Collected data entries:
▬▬▬▬▬▬▬▬▬▬

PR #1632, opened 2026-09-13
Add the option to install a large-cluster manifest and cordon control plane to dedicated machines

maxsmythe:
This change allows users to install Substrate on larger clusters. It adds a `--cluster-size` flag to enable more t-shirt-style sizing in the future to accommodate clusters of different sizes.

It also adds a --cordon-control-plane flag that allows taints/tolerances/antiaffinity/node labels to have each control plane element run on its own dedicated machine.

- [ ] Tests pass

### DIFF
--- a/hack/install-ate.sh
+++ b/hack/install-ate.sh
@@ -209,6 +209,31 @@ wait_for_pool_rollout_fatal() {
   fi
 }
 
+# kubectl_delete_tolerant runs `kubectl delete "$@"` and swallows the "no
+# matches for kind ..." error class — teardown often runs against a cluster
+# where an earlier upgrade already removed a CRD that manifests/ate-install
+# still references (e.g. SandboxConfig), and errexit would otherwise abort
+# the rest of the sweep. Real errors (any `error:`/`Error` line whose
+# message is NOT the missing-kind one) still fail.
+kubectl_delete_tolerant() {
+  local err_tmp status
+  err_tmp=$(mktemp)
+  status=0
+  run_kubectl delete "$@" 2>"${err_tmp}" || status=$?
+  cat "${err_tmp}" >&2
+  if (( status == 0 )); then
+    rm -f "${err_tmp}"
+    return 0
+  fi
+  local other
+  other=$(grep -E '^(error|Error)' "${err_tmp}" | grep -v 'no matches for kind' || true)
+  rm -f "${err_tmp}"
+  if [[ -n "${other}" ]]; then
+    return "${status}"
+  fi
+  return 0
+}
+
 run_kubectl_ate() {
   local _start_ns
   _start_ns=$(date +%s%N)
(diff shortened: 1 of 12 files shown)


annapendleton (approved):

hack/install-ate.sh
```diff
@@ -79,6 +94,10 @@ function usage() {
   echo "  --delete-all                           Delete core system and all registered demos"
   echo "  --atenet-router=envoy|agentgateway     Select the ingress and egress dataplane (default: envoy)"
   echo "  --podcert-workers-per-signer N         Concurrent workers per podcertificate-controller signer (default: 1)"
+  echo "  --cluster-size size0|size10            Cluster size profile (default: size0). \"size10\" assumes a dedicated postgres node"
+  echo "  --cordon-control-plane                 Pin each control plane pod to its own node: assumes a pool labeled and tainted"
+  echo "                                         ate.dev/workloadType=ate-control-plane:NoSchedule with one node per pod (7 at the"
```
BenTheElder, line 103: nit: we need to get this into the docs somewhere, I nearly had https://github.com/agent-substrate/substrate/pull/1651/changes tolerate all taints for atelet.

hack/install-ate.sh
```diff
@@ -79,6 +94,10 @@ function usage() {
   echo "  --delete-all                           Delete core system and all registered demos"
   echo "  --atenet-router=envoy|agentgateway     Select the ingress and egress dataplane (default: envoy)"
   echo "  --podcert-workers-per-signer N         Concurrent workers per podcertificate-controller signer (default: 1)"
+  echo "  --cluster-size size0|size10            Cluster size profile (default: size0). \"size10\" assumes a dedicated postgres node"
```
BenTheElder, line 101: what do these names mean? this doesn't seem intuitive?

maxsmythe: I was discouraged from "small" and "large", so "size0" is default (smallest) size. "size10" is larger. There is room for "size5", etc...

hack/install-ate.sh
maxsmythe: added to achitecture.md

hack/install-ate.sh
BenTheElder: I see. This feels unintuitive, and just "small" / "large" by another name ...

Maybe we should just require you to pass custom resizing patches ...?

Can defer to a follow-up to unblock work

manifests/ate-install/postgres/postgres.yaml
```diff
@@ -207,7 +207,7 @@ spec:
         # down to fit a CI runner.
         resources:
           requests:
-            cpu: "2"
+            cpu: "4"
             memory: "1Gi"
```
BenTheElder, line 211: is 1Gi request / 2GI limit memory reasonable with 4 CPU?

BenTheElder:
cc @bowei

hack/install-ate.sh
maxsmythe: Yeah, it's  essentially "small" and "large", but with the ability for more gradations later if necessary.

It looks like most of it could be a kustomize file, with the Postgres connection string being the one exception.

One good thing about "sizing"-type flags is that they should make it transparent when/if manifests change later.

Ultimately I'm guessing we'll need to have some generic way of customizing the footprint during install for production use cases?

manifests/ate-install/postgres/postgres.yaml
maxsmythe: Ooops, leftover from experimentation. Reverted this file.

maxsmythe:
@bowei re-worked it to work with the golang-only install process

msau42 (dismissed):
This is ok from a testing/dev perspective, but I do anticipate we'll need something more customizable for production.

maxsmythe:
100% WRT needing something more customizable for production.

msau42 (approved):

▬▬▬▬▬▬▬▬▬▬

The task: When the line with "(diff shortened: 1 of 12 files shown)" is reached in the data above, start copying there, and copy each line exactly until the line with "BenTheElder, line 101: what" has been copied; copy nothing else.

Completed task:
(diff shortened: 1 of 12 files shown)


annapendleton (approved):

hack/install-ate.sh
```diff
@@ -79,6 +94,10 @@ function usage() {
   echo "  --delete-all                           Delete core system and all registered demos"
   echo "  --atenet-router=envoy|agentgateway     Select the ingress and egress dataplane (default: envoy)"
   echo "  --podcert-workers-per-signer N         Concurrent workers per podcertificate-controller signer (default: 1)"
+  echo "  --cluster-size size0|size10            Cluster size profile (default: size0). \"size10\" assumes a dedicated postgres node"
+  echo "  --cordon-control-plane                 Pin each control plane pod to its own node: assumes a pool labeled and tainted"
+  echo "                                         ate.dev/workloadType=ate-control-plane:NoSchedule with one node per pod (7 at the"
```
BenTheElder, line 103: nit: we need to get this into the docs somewhere, I nearly had https://github.com/agent-substrate/substrate/pull/1651/changes tolerate all taints for atelet.

hack/install-ate.sh
```diff
@@ -79,6 +94,10 @@ function usage() {
   echo "  --delete-all                           Delete core system and all registered demos"
   echo "  --atenet-router=envoy|agentgateway     Select the ingress and egress dataplane (default: envoy)"
   echo "  --podcert-workers-per-signer N         Concurrent workers per podcertificate-controller signer (default: 1)"
+  echo "  --cluster-size size0|size10            Cluster size profile (default: size0). \"size10\" assumes a dedicated postgres node"
```
BenTheElder, line 101: what do these names mean? this doesn't seem intuitive?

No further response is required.